- Your objective
Your job with the data below: print everything from the line that holds "Convert the internal-only" down to the line that holds "plain properties via", ends included, exactly, and nothing else.

- Extracted information
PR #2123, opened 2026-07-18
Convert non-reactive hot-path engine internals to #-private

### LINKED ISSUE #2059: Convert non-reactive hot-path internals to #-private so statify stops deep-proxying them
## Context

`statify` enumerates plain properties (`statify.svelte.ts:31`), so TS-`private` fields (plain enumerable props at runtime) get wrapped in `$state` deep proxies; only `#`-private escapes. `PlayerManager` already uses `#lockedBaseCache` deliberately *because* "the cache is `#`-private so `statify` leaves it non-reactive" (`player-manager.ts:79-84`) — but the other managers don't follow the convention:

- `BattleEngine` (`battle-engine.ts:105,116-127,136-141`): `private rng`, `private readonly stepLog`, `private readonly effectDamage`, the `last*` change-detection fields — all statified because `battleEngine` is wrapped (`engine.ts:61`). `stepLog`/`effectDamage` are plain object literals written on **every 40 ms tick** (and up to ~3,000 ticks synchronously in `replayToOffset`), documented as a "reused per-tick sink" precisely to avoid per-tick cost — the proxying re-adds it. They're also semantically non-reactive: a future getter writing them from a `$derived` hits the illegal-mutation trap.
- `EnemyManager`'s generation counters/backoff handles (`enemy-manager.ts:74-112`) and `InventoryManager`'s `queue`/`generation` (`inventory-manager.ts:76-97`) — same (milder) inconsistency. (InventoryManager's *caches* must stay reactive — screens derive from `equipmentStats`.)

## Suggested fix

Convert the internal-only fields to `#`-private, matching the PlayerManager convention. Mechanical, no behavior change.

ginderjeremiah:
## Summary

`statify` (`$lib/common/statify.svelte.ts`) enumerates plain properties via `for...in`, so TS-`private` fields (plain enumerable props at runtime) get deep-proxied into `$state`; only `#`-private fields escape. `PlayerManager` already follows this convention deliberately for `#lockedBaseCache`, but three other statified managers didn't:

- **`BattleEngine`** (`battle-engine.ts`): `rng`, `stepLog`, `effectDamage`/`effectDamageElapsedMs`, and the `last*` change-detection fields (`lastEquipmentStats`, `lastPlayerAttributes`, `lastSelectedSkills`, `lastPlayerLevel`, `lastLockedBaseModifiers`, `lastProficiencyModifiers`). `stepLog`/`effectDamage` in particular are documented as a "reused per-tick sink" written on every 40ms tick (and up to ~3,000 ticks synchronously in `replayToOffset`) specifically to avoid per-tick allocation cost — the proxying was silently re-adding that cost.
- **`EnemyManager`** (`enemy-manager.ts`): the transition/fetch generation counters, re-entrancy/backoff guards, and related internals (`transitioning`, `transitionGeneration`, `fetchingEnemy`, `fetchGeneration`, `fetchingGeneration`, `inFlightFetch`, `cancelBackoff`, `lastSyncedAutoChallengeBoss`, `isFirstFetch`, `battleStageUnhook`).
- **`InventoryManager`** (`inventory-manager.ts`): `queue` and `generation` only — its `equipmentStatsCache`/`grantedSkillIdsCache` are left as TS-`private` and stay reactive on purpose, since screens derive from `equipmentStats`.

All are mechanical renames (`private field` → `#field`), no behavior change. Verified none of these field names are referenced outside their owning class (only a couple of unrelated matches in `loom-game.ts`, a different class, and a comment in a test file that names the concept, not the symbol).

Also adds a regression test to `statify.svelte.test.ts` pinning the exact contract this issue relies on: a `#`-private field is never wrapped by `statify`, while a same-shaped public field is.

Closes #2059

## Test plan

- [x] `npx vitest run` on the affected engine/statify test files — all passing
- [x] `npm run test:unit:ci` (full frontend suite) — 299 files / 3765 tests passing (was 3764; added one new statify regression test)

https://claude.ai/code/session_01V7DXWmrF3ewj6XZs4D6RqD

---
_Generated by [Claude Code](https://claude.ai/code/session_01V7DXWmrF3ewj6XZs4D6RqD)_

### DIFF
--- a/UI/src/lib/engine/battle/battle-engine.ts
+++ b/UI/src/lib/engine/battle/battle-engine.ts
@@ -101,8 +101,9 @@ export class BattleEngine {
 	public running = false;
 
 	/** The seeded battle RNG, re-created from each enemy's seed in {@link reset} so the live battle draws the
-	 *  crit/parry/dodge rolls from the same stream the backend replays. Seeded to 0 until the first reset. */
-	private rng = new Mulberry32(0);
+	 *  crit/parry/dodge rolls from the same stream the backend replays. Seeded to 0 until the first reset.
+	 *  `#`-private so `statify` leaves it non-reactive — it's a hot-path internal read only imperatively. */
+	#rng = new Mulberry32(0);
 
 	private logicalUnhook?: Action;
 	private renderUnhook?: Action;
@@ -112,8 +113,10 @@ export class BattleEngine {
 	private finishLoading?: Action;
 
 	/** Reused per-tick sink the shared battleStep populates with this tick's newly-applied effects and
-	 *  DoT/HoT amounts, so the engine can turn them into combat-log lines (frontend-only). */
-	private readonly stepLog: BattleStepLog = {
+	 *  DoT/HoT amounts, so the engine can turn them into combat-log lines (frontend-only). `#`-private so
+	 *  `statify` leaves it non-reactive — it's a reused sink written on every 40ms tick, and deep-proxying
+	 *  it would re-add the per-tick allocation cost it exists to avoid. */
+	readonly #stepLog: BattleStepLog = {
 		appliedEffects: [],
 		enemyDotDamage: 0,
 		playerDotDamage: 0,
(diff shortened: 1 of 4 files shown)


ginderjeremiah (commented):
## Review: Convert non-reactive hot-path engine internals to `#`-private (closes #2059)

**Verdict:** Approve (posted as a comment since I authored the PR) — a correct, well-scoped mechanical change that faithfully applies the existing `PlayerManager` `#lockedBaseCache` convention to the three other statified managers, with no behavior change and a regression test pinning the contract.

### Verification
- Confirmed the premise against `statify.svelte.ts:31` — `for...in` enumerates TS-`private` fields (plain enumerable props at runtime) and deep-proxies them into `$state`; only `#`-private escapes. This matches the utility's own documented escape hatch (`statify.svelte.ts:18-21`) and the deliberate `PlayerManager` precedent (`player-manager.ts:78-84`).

- Written solution
Convert the internal-only fields to `#`-private, matching the PlayerManager convention. Mechanical, no behavior change.

ginderjeremiah:
## Summary

`statify` (`$lib/common/statify.svelte.ts`) enumerates plain properties via `for...in`, so TS-`private` fields (plain enumerable props at runtime) get deep-proxied into `$state`; only `#`-private fields escape. `PlayerManager` already follows this convention deliberately for `#lockedBaseCache`, but three other statified managers didn't:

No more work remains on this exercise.